- Task brief
Produce an exact copy of the lines from the line containing "Equartey, line 461: Q: do" through the last line of the entries below, and only those lines.

*** Given data ***

PR #5456, opened 2024-09-13
chore(auth): update auth plugin impl and config state machine to use AuthOutputs instead of Auth config

NikaHsn:
*Issue #, if available:*

*Description of changes:*
- Update auth plugin impl to remove the use of  CognitoUserPoolConfig  and CognitoIdentityCredentialsProvider instances from the dependency manager and instead use AuthOutputs instance from the dependency manager.
- Update the configuration state machine to remove the use of AuthConfiguration and not adding it and its properties to the dependency manager.
- Delete the auth_configuration.dart file 


packages/auth/amplify_auth_cognito_dart/lib/src/auth_plugin_impl.dart
```diff
@@ -451,15 +449,16 @@ class AmplifyAuthCognitoDart extends AuthPluginInterface
...
           ..analyticsMetadata = _analyticsMetadata?.toBuilder();
 
-        final clientSecret = _userPoolConfig.appClientSecret;
+        // ignore: invalid_use_of_internal_member
+        final clientSecret = _authOutputs.appClientSecret;
         if (clientSecret != null) {
           b.secretHash = computeSecretHash(
             username,
-            _userPoolConfig.appClientId,
+            _authOutputs.userPoolClientId!,
```
Equartey, line 461: Q: do we need a proper null check before force unwrapping `_authOutputs.userPoolClientId!`?

NikaHsn: we have a check when we get the _authOutputs from the dependency manager. it is line128

Equartey (approved):

khatruong2009 (approved):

*** End of Given data ***

- Response for this exercise
Equartey, line 461: Q: do we need a proper null check before force unwrapping `_authOutputs.userPoolClientId!`?

NikaHsn: we have a check when we get the _authOutputs from the dependency manager. it is line128

Equartey (approved):

khatruong2009 (approved):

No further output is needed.